PR #240, opened 2026-04-27
fix(admin): use shared ConfirmModalConfig in ModalsCollection (ticket #641)

theodorecharles:
## Summary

• Aim of the task
Copy out the data above, word for word.

• Result below
PR #240, opened 2026-04-27
fix(admin): use shared ConfirmModalConfig in ModalsCollection (ticket #641)

theodorecharles:
## Summary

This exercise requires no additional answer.